- [Task item]: Which lines of the data below contain "signal"? Please show them all.

- [Given data]:
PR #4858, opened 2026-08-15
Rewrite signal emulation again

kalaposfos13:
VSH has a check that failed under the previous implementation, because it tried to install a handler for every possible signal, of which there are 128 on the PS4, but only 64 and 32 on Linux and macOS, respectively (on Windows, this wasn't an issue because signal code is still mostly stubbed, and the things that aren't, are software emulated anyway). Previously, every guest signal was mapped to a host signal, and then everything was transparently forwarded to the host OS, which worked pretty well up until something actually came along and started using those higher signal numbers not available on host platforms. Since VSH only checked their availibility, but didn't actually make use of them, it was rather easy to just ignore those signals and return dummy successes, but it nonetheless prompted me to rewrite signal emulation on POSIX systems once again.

- [Answer space]:
Rewrite signal emulation again
VSH has a check that failed under the previous implementation, because it tried to install a handler for every possible signal, of which there are 128 on the PS4, but only 64 and 32 on Linux and macOS, respectively (on Windows, this wasn't an issue because signal code is still mostly stubbed, and the things that aren't, are software emulated anyway). Previously, every guest signal was mapped to a host signal, and then everything was transparently forwarded to the host OS, which worked pretty well up until something actually came along and started using those higher signal numbers not available on host platforms. Since VSH only checked their availibility, but didn't actually make use of them, it was rather easy to just ignore those signals and return dummy successes, but it nonetheless prompted me to rewrite signal emulation on POSIX systems once again.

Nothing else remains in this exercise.